This is the second blog in a two-part series on metadata management. Find the first blog here, which explains the role of metadata in unstructured data management. This metadata optimization content was adapted from its original version on Dataversity.
To review, here are the top benefits of metadata (which is data about your data):
- Metadata brings structure to unstructured data, which is critical for search, data mobility, management, and analytics;
- Metadata supplies better insights on your data, such as: top data owners, top file types and sizes, and usage information such as last access date;
- It improves cost savings and decision-making for data storage;
- It supports compliance by tagging regulated or audited data sets;
- Users can find key data sets faster and move them to the right location for AI projects.
Challenges with metadata management
Metadata is massive because the volume and variety of unstructured data – files and objects – are massive and difficult to wrangle. Data is spread across on-premises and edge data centers and clouds and stored in potentially many different systems. To leverage metadata, you first need a process and tools for managing data.
Managing metadata requires both strategy and automation; choosing the best path forward can be difficult when business needs are constantly changing and data types may also be morphing from the collection of new data types such as IoT data, surveillance data, geospatial data and instrument data.
Managing metadata as it grows can also be problematic. Can you have too much? One risk is a decrease in file storage performance. Organizations must consider how to mitigate this; one large enterprise we know switched from tagging metadata at the file level to the directory level. Read more about data tagging with Komprise.
How to optimize metadata for storage insights and savings
While you can benefit from the metadata that your storage systems automatically create, an optimal plan will include curated or refined metadata that adds additional information to your files. Here are some metadata optimization considerations:
- Develop a holistic metadata strategy, which includes rules and guidelines for using, searching for, and customizing metadata. This can ensure that metadata does not get out of control and that it is used appropriately. A strategy may include policies for security and privacy, such as separation of duty. For instance, in a highly regulated business, users can tag the files they have access to, but only certain IT users should be authorized to execute action on the data once tagged. Your strategy should spell out goals and desired outcomes for metadata management. Create a tagging taxonomy and/or metadata catalog so users know when to use what tags.
- Decide on directory-/folder-level tagging versus file-level tagging. The former is easier to manage, as it reduces the number of tags you must create, track, store, and manage. For instance, you can collect all files related to one program within an integrated marketing campaign into a directory and use an unstructured data management system to automatically tag it as such. However, be diligent on directory contents to ensure that no errant files have landed in the directory and are now being inappropriately tagged.

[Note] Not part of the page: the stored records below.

PR #223, opened 2024-10-02
Fix crash when spawning US_trolley

ccomrade:
The original `Vehicle::InitDamages` must be called always during vehicle initialization.


griseraner:
Nice fix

- Enrich metadata with custom tagging: There are many use cases, from legal to research to marketing to product development, where it’s useful to add additional metadata tags to files. For example, a biotech company running an experiment in Munich and one in Palo Alto could create tags for each of those experiments so that later, a researcher wanting to run additional analysis could select the specific files from the specific location that she needs. Metadata enrichment is easiest using unstructured data management software like Komprise. Otherwise, you will need a database to store and track metadata tags and policies and all tagging is manual. This will require heavy manhours so consider if you have the staff to do it.
- Collaborate with data stakeholders: IT and storage managers don’t typically have insight on the data, but rather managing storage and file access. IT must rely on data scientists and data owners to tag data accurately. You will need a process for collaborative metadata tag management.
- Metadata management automation: It’s highly advisable to use automation where you can, given the volume and variety of metadata today. You can do this with your existing storage solutions, with data governance software such as master data management or data catalog software and/or using unstructured data management solutions. There are caveats: Storage solutions have some metadata features, but these are limited to the files in that system; you’ll need to maintain and integrate multiple metadata processes and tools across all storage. Further, file storage systems do not allow you to add or edit metadata to files. Depending upon your goals, consider a unified solution that looks across all data and metadata to centralize your efforts.
- Use tools that combine queries and tagging: Metadata management tools should not overuse tags and make users generate tags for information already available in metadata. This is cumbersome for users and leads to tag proliferation, tag conflicts, and scaling issues. As well, solutions should provide the ability to build and save queries that combine both standard and extended metadata. This query-plus-tag approach delivers efficient automation, scaling and minimizes manual effort for users.
Final thoughts on metadata optimization
As unstructured data volumes grow, IT and storage managers need to control the chaos and the costs – and that encompasses the metadata. The optimal metadata management and metadata optimization strategy includes close collaboration with business and security teams on data governance and analytics needs, tagging tools to enrich the metadata and automation to analyze and track it. With some effort and the right investment, you can reap the priceless benefits of greater data storage cost savings and long-term value from your mountains of unstructured data and metadata.